PR #15578, opened 2022-08-23
test suite: add Firefox tests to CI (2.6)

BrentBaccala:
Configure github to run Firefox tests on PRs with the "test Firefox" (or "Test Firefox") label

Also add conditions to the screen share tests so they're not attempted on Firefox without a DISPLAY variable set, because Firefox can't find a screen to share in that case

### DIFF
--- a/bigbluebutton-tests/playwright/package.json
+++ b/bigbluebutton-tests/playwright/package.json
@@ -4,7 +4,8 @@
     "test:filter": "npx playwright test -g",
     "test:headed": "npx playwright test --headed",
     "test:debug": "npx playwright test --debug -g",
-    "test-ci": "export CI='true' && npx playwright test --project=chromium --grep @ci"
+    "test-ci": "export CI='true' && npx playwright test --project=chromium --grep @ci",
+    "test-firefox-ci": "export CI='true' && npx playwright test --project=firefox --grep @ci"
   },
   "dependencies": {
     "@playwright/test": "^1.19.2",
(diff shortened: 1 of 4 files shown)


bigbluebutton-tests/playwright/package.json
```diff
@@ -4,7 +4,8 @@
     "test:filter": "npx playwright test -g",
     "test:headed": "npx playwright test --headed",
     "test:debug": "npx playwright test --debug -g",
-    "test-ci": "export CI='true' && npx playwright test --project=chromium --grep @ci"
+    "test-ci": "export CI='true' && npx playwright test --project=chromium --grep @ci",
```
MaximKhlobystov, line 7: Minor suggestion: since `test-ci` only runs Chromium, maybe it's better to rename it to something like `test-chromium-ci` (with similar adjustments to `automated-tests.yml`) to avoid naming confusion. If at some point in the future we'll run all browsers by default, we'll be able to create `test-ci` for it.

BrentBaccala: Will anybody notice if `test-ci` vanishes?

MaximKhlobystov: As far as I can see, it's only used in `.github/workflows/automated-tests.yml`.

BrentBaccala: commit pushed (and pushed on #15577)

MaximKhlobystov: Thanks

MaximKhlobystov (approved):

YOUR INSTRUCTIONS =
Each record above is to be returned verbatim.

EXPECTED OUTPUT =
PR #15578, opened 2022-08-23
test suite: add Firefox tests to CI (2.6)

BrentBaccala:
Configure github to run Firefox tests on PRs with the "test Firefox" (or "Test Firefox") label

Also add conditions to the screen share tests so they're not attempted on Firefox without a DISPLAY variable set, because Firefox can't find a screen to share in that case

### DIFF
--- a/bigbluebutton-tests/playwright/package.json
+++ b/bigbluebutton-tests/playwright/package.json
@@ -4,7 +4,8 @@
     "test:filter": "npx playwright test -g",
     "test:headed": "npx playwright test --headed",
     "test:debug": "npx playwright test --debug -g",
-    "test-ci": "export CI='true' && npx playwright test --project=chromium --grep @ci"
+    "test-ci": "export CI='true' && npx playwright test --project=chromium --grep @ci",
+    "test-firefox-ci": "export CI='true' && npx playwright test --project=firefox --grep @ci"
   },
   "dependencies": {
     "@playwright/test": "^1.19.2",
(diff shortened: 1 of 4 files shown)


bigbluebutton-tests/playwright/package.json
```diff
@@ -4,7 +4,8 @@
     "test:filter": "npx playwright test -g",
     "test:headed": "npx playwright test --headed",
     "test:debug": "npx playwright test --debug -g",
-    "test-ci": "export CI='true' && npx playwright test --project=chromium --grep @ci"
+    "test-ci": "export CI='true' && npx playwright test --project=chromium --grep @ci",
```
MaximKhlobystov, line 7: Minor suggestion: since `test-ci` only runs Chromium, maybe it's better to rename it to something like `test-chromium-ci` (with similar adjustments to `automated-tests.yml`) to avoid naming confusion. If at some point in the future we'll run all browsers by default, we'll be able to create `test-ci` for it.

BrentBaccala: Will anybody notice if `test-ci` vanishes?

MaximKhlobystov: As far as I can see, it's only used in `.github/workflows/automated-tests.yml`.

BrentBaccala: commit pushed (and pushed on #15577)

MaximKhlobystov: Thanks

MaximKhlobystov (approved):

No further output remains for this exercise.